■ **WORK REQUEST**
What you return must be exactly the lines running from the one with "PR #1121, opened 2025-07-12" to the end of the data below, inclusive, and nothing more.

○ ○ ○ ○

PR #869, opened 2025-02-23
feat: (mostly) migrate calls.md to provider-agnostic usage

teamdandelion:
This one is a bit of a doozy, and requires rewriting the prose because the original documentation was pretty oriented on provider-specific calls. @willbakst, I encourage taking a close read through of the docs, and I welcome you pushing commits with fixes / changes directly to my branch (I have edits by maintainers turned on).

One thing to note is I didn't change the custom messages / custom client sections, since I wasn't exactly sure how it should turn out (for CustomMessages I don't really understand what the example is trying to show, for CustomClient I don't know if there is a generic Client class). I did make a tweak to the Google example to use the `google` module not deprecated `gemini`, and made a tweak there to fix a type issue that came up on doing so. 

I updated the generator so that the override examples are generated automatically, for provider-specific usage I could have done the same, however I felt it made sense to keep them checked in for type checking purposes. 

Progress on #811


willbakst (approved):

willbakst:
Thanks for doing this! I pushed a commit with some fixes / reorganization. Let me know if you have any questions / comments on the changes I made.

I will merge this, and if there are any additional updates we can merge another PR.

PR #1118, opened 2025-07-11
v2: update structured output interface, add examples

teamdandelion:
I got rid of StructuredStream and AsyncStructuredStream and unified them into Stream and AsyncStream.

The new contract is `stream.format()` is equivalent to `stream.to_response().format()` and attempts to format whatever the current state of the stream is.

The docstring on StructuredStream said that iterating over the stream would directly return partial structured output, but that didn't really make sense — since `.format()` can throw a validation error, it should be something that gets called explicitly, rather than happening while iterating.

Also: cleaned up the interface so with a synchronous prompt, creating an async stream is synchronous. Prior to this PR it's inconsistent (sometimes sync sometimes async)


python/examples/structured_outputs/async_context_stream.py
```diff
@@ -0,0 +1,37 @@
...
+
+
+async def main():
+    library = Library(available_books=["Mistborn", "Dune", "The Name of the Wind"])
+    with llm.context(deps=library) as ctx:
+        stream: llm.AsyncStream[Library, Book] = recommend_book.stream_async(
+            ctx, "fantasy"
+        )
+        async for _ in stream:
+            partial_book: Book = stream.format()
```
willbakst, line 33: the typing here should not be `Book` it should be `Partial[Book]` ideally

python/examples/structured_outputs/async_stream.py
```diff
@@ -0,0 +1,25 @@
...
+
+@llm.call("openai:gpt-4o-mini", response_format=Book)
+def recommend_book(genre: str):
+    return f"Recommend a {genre} book."
+
+
+async def main():
+    stream: llm.AsyncStream[None, Book] = recommend_book.stream_async("fantasy")
+    async for _ in stream:
+        partial_book: Book = stream.format()
```
willbakst, line 21: same here

python/examples/structured_outputs/context_stream.py
```diff
@@ -0,0 +1,34 @@
...
+    The following books are available: {ctx.deps.available_books}
+    """
+
+
+def main():
+    library = Library(available_books=["Mistborn", "Dune", "The Name of the Wind"])
+    with llm.context(deps=library) as ctx:
+        stream: llm.Stream[Library, Book] = recommend_book.stream(ctx, "fantasy")
+        for _ in stream:
+            partial_book: Book = stream.format()
```
willbakst, line 30: same here

python/examples/structured_outputs/stream.py
```diff
@@ -0,0 +1,24 @@
...
+
+@llm.call("openai:gpt-4o-mini", response_format=Book)
+def recommend_book(genre: str):
+    return f"Recommend a {genre} book."
+
+
+def main():
+    stream: llm.Stream[None, Book] = recommend_book.stream("fantasy")
+    for _ in stream:
+        partial_book: Book = stream.format()
```
willbakst, line 20: same here

python/examples/structured_outputs/tools.py
```diff
@@ -0,0 +1,44 @@
...
+    isbn: str
+
+
+@llm.call("openai:gpt-4o-mini", response_format=Book)
+def recommend_book(genre: str):
+    return f"Recommend a {genre} book from the library. Ensure the isbn is accurate."
+
+
+def main():
+    response: llm.Response[None, Book] = recommend_book("fantasy")
```
willbakst, line 34: should the response format here potentially be `None` in the even that there isn't anything to format yet?

python/examples/structured_outputs/validation_call.py
```diff
@@ -0,0 +1,26 @@
...
+def recommend_book(genre: str):
+    return f"Recommend a {genre} book with page count."
+
+
+def main():
+    response: llm.Response[None, Book] = recommend_book("fantasy")
+    try:
+        book: Book = response.format()
+        print(book)
+    except ValidationError as e:
```
willbakst, line 22: as I said in a separate PR, I would likely leave all reliability stuff to the reliability examples and docs

python/examples/structured_outputs/validation_stream.py
```diff
@@ -0,0 +1,28 @@
...
+def recommend_book(genre: str):
+    return f"Recommend a {genre} book."
+
+
+def main():
+    stream: llm.Stream[None, Book] = recommend_book.stream("fantasy")
+
+    for _ in stream:
+        try:
+            partial_book: Book = stream.format()
```
willbakst, line 22: same here

python/mirascope/llm/calls/structured_call.py
willbakst, line 1: if we're merging structured streams and streams should we not also merge structured calls and calls?

python/mirascope/llm/streams/base.py
```diff
@@ -53,6 +53,25 @@ def to_response(self) -> Response[DepsT, FormatT]:
         """
         raise NotImplementedError()
 
+    def format(self) -> FormatT:
+        """Format the already-streamed content using the response format parser.
+
+        This method is only available if the call was created with a FormatT.
```
willbakst, line 59: nit: it is technically always available (it just will return `None` if there's no format)

python/mirascope/llm/calls/structured_call.py
teamdandelion: Done (elsewhere)

python/examples/structured_outputs/validation_stream.py
teamdandelion: Removed

python/examples/structured_outputs/validation_call.py
teamdandelion: Removed

python/mirascope/llm/streams/base.py
teamdandelion: Updated (here and in Response where I copied this from)

python/examples/structured_outputs/tools.py
teamdandelion: Hmm, yeah maybe? Let's talk about the partial response handling more offline.

python/examples/structured_outputs/async_context_stream.py
teamdandelion: I like this idea, but where do we get Partial from? It's not in typing or typing_extensions.

willbakst: It's a custom thing we implemented in v1 to actually update a Pydantic base model to allow none so it wouldn't fail on validating a partial structured output.

We'll have to implement something similar since Python doesn't have this functionality natively

teamdandelion:
Merged in #1121

PR #1119, opened 2025-07-11
v2: add agent examples

teamdandelion:


python/examples/agents/agent.py
```diff
@@ -0,0 +1,22 @@
+from mirascope import llm
+
+
+@llm.agent(model="openai:gpt-4o-mini")
+def sazed(ctx: llm.Context):
+    return "You are an insightful and helpful agent named Sazed. You prioritize..."
+
+
+def main():
+    user_input = input("What would you like to chat with Sazed about?")
```
willbakst, line 10: again here why not put this in the while loop?

python/examples/agents/agent.py
```diff
@@ -0,0 +1,22 @@
+from mirascope import llm
+
+
+@llm.agent(model="openai:gpt-4o-mini")
+def sazed(ctx: llm.Context):
+    return "You are an insightful and helpful agent named Sazed. You prioritize..."
```
willbakst, line 6: the `...` here makes this somewhat not runnable?

python/examples/agents/agent.py
```diff
@@ -0,0 +1,22 @@
...
+
+
+def main():
+    user_input = input("What would you like to chat with Sazed about?")
+    response: llm.Response = sazed(user_input)
+    try:
+        while True:
+            print("[SAZED]: ", response.text)
+            user_input = input("[YOU]: ")
+            response = sazed(user_input)
```
willbakst, line 16: shouldn't this be in a context block? or does each call to the agent lose context from the previous run unless run inside a context block? my feeling is context should be a required kwarg

python/examples/agents/agent_context_tools.py
```diff
@@ -0,0 +1,36 @@
...
+
+@llm.agent(model="openai:gpt-4o-mini", deps_type=Knowledge, tools=[consult_knowledge])
+def sazed(ctx: llm.Context[Knowledge]):
+    return "You are an insightful and helpful agent named Sazed. You prioritize..."
+
+
+def main():
+    knowledge = Knowledge(repository="...")
+    with llm.context(deps=knowledge) as ctx:
+        user_input = input("What would you like to chat with Sazed about?")
```
willbakst, line 24: gonna be the same thing here and everywhere around pushing the initial user input inside the loop

python/examples/agents/agent_structured_validation.py
```diff
@@ -0,0 +1,45 @@
...
+    user_input = input("What would you like to chat with Sazed about? ")
+    response: llm.Response[None, AgentResponse] = sazed(user_input)
+    try:
+        while True:
+            try:
+                structured_response: AgentResponse = response.format()
+                print(
+                    f"[SAZED]: {structured_response.message} (Confidence: {structured_response.confidence}%)"
+                )
+            except ValidationError as e:
```
willbakst, line 34: same thing here re: reliability

python/examples/agents/agent_validation.py
willbakst, line 1: same thing here re: reliability

python/examples/agents/agent.py
teamdandelion: Good catch, done

python/examples/agents/agent.py
teamdandelion: Hmm good point. We _could_ make it use a consistent auto-generated default context, however I like the idea of requiring it explicitly instead.

teamdandelion:
Merged in #1121

PR #1121, opened 2025-07-12
Merge of PRs 1113-1119

teamdandelion:
This bundles together PRs #1113, #1114, #1115, #1116, #1117, #1118, #1119 as well as addressing all review feedback therein.


python/examples/calls/chatbot/chatbot_context.py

○ ○ ○ ○

■ **ANSWER AREA**
PR #1121, opened 2025-07-12
Merge of PRs 1113-1119

teamdandelion:
This bundles together PRs #1113, #1114, #1115, #1116, #1117, #1118, #1119 as well as addressing all review feedback therein.


python/examples/calls/chatbot/chatbot_context.py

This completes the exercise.